_EXERCISE_
All entries are to be retyped without alteration.

_ENTRIES SUPPLIED_
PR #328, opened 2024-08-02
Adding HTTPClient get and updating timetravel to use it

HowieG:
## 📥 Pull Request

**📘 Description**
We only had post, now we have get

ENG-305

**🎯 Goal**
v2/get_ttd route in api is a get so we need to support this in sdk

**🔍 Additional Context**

_ANSWER TO THE PROBLEM_
PR #328, opened 2024-08-02
Adding HTTPClient get and updating timetravel to use it

HowieG:
## 📥 Pull Request

**📘 Description**
We only had post, now we have get

ENG-305

**🎯 Goal**
v2/get_ttd route in api is a get so we need to support this in sdk

**🔍 Additional Context**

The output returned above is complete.